Hi everyone, I have a question regarding BatchNorm2d.
What changes happen in the model if during training I set requires_grad=False on BatchNorm2d layers?
I read that running_mean and running_var are buffers and do not require gradients. Is it true? If so, what will be the difference in BatchNorm2d if I set requires_grad=False opposed to requires_grad=True?
Yes, that’s true as the running stats will be updated in each forward pass if the module is set to training mode using the batch statistics.
By default batchnorm layers will contain trainable parameters (weight and bias), which will get gradients and will thus be updated. Setting their requires_grad attribute to False would freeze these parameters.

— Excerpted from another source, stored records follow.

PR #134, opened 2022-12-15
refactor CI

zacharyburnett:
This PR applies some fixes to `tox.ini` and renames the `toxenv`s to be more in line with other repositories. Additionally, it rearranges the GitHub Actions workflow to use the `toxenvs` and reduce duplication of the configuration in the YAML file by adding `include`s to the matrix for specific `toxenv`s. This orders the CI as follows:
image

**Checklist**
- [x] updated relevant tests
- [x] added relevant label(s)


hbushouse:
What is the purpose and goal of this PR? It's not stated anywhere in the description.

zacharyburnett:
> What is the purpose and goal of this PR? It's not stated anywhere in the description.

I apologize, I thought I had filled this out. Added now

kmacdonald-stsci (approved):

hbushouse:
Looks OK, but do we know why the test-jwst-xdist and test-romancal-xdist CI runs have failed and/or not run at all?

hbushouse:
I'm also seeing warnings in the CI logs about `opencv-python`. I recall changes were made recently to the way that's imported. Are those changes causing problems here (in the CI tests)?  I seem to recall other people mentioning that there are times when they can no longer get to the imported opencv functions either, even when just running interactively in python.

zacharyburnett:
> Looks OK, but do we know why the test-jwst-xdist and test-romancal-xdist CI runs have failed and/or not run at all?

It looks like the downstream tests are [also failing on the main branch](https://github.com/spacetelescope/stcal/actions/runs/3729922740/jobs/6326747184); the other discrepancy with runs was because the expected status checks were `test-romancal/jwst-xdist-cov` and I had `test-romancal/jwst-xdist`. I added the coverage in a commit.

hbushouse:
There seem to be huge number failures of the type:
`FileNotFoundError: [Errno 2] No such file or directory: '/grp/crds/cache/mappings/jwst/jwst_1023.pmap'` in the failing CI tests. Does the CI environment not have access to the CRDS directories or something?

hbushouse (approved):
Well, the CI tests for jwst now pass, so I'm happy. Romancal is still failing ...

However, do these parameters (weight and bias) influence the output of the BatchNorm2d layer or they are just there to create consistency among layers’ implementations?
Because looking at the formula, BatchNorm2d requires only the running stats and the expected mean/variance and there is no weight and bias
Beta and gamma are weights and bias.
In training time with forward pass E(x) and Var(x) are estimated using batch samples.
In test time, using model.eval() will change the behavior of forward to use running means instead of E(x) and Var(x).
Hi I fine-tuned a Wide-ResNet setting only last fully connected layer, and all other layers remain same since I set requires_grad=False for these layers. Then the output from a batchNorm layer of the original pre-trained resnet and one fine-tuned (only the last FC layer) should be same(since I set requires_grad=False for all other layers) . However I get different outputs just after batchNorm layer for the same input. Do you know why is that:?
Setting requires_grad = False will freeze the trainable, affine parameters, but will not change the running stats updates as explained in my previous post. Call .eval() on these layers to use the fixed running stats instead.
Yes, you can call eval() on any layer. Nota that it won’t freeze the trainable parameters but will change the behavior of some layers, such as batchnorm. Calling eval() on the last linear layer won’t have any effect.
So does this means if I set model.eval() at test time(when features are extracted) 2 models(models with same affine parameters but different batchnorm stats) should give same results since it discard E(x) and Var(x) and calculate these stats according to test set?